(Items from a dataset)
+--

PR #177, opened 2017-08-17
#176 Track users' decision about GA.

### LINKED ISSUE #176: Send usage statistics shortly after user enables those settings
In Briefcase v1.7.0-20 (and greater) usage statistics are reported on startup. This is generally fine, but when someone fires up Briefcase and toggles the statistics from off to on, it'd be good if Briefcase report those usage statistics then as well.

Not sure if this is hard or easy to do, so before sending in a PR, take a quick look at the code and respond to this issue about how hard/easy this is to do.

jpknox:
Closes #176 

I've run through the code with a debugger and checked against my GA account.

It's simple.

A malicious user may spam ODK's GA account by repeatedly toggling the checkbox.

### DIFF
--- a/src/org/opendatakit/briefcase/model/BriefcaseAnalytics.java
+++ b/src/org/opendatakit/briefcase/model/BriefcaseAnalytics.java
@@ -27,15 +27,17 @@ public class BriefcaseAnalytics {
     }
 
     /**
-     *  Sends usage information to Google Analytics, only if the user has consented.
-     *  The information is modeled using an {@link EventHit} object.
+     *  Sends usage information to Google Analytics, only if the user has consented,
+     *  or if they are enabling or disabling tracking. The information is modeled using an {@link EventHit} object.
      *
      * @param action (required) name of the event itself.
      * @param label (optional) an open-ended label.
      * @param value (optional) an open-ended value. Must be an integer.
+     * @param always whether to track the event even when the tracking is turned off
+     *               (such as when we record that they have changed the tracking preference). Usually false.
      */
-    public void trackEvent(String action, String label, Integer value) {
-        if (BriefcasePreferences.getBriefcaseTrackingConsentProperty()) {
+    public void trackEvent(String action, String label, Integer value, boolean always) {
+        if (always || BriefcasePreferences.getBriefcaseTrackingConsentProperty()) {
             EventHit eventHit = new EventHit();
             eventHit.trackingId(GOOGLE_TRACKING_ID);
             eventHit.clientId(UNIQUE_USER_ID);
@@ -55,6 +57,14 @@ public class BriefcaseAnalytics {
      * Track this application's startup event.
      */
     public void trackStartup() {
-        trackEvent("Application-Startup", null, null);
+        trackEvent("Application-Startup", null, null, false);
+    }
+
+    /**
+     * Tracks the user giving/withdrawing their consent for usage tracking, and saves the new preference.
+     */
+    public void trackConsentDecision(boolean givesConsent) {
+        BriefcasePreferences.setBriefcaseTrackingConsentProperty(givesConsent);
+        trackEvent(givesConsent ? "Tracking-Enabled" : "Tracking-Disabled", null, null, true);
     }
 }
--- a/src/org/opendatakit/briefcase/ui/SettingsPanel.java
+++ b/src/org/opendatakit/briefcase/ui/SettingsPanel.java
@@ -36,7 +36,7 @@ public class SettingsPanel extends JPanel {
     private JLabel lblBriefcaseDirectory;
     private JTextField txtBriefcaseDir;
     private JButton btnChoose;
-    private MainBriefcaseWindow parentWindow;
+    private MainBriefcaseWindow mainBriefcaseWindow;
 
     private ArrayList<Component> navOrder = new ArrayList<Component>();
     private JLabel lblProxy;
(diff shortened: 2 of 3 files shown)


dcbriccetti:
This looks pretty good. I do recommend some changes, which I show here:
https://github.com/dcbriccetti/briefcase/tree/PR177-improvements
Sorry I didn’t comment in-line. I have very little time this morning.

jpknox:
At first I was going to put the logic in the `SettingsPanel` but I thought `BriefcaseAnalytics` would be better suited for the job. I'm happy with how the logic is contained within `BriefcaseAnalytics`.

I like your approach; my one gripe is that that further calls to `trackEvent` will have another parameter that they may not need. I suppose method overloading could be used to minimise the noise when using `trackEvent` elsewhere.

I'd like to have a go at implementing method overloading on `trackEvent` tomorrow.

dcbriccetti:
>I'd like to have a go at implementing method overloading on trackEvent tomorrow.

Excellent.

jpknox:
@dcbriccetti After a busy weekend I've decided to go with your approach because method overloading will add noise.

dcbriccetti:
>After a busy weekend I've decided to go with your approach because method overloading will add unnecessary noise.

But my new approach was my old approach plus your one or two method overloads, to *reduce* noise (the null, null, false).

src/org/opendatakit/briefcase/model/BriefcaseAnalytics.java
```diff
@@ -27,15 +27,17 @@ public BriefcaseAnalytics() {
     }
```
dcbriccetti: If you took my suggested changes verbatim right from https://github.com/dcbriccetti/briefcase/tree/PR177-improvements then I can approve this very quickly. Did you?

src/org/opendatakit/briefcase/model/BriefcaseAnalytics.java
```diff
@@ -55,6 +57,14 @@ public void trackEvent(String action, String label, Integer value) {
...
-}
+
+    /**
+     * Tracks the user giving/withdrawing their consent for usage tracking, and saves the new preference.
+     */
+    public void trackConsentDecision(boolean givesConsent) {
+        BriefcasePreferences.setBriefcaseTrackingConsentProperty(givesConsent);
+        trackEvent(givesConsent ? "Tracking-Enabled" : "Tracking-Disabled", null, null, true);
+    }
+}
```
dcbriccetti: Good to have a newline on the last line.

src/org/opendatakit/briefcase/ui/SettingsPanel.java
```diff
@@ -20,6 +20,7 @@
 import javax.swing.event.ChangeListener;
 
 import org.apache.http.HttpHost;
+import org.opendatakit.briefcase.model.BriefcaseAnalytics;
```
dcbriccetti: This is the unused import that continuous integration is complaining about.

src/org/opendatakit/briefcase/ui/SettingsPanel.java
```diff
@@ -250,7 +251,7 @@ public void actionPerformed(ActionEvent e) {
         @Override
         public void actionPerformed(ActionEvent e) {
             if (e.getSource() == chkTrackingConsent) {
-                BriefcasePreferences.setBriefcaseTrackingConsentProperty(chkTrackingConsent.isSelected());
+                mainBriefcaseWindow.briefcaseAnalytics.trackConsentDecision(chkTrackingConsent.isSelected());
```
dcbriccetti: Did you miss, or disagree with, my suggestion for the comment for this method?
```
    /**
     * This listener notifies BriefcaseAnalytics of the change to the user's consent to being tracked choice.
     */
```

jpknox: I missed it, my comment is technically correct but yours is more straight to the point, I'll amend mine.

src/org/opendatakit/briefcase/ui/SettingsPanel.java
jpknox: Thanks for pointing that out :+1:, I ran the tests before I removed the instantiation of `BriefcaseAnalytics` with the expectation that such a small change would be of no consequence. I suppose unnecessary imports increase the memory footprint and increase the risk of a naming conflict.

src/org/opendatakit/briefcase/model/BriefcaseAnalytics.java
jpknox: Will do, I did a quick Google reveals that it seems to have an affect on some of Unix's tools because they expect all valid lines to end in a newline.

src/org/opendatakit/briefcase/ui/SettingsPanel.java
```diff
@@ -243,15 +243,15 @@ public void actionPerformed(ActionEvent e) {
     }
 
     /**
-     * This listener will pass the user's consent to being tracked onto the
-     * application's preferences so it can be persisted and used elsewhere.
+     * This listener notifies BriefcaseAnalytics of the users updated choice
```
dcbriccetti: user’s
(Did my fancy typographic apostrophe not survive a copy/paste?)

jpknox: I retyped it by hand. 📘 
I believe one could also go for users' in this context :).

+--

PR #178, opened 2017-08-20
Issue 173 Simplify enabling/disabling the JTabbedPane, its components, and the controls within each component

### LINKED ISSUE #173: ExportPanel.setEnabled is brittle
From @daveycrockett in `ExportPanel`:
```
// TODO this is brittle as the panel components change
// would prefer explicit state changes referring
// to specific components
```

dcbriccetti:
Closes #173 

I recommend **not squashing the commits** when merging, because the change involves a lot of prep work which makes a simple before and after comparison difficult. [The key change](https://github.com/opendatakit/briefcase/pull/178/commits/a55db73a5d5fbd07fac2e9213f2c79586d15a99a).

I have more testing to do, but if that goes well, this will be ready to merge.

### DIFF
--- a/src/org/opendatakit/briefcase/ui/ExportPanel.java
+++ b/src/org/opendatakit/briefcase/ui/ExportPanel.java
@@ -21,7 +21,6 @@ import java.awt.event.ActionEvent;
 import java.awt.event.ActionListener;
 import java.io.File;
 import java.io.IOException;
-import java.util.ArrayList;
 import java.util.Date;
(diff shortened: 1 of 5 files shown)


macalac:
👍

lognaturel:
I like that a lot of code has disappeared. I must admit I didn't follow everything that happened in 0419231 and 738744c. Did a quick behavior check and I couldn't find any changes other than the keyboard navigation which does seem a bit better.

+--

Your task:
Find and copy every line in the entries above where the string "implementing" occurs.

Solution to the problem:
I'd like to have a go at implementing method overloading on `trackEvent` tomorrow.
>I'd like to have a go at implementing method overloading on trackEvent tomorrow.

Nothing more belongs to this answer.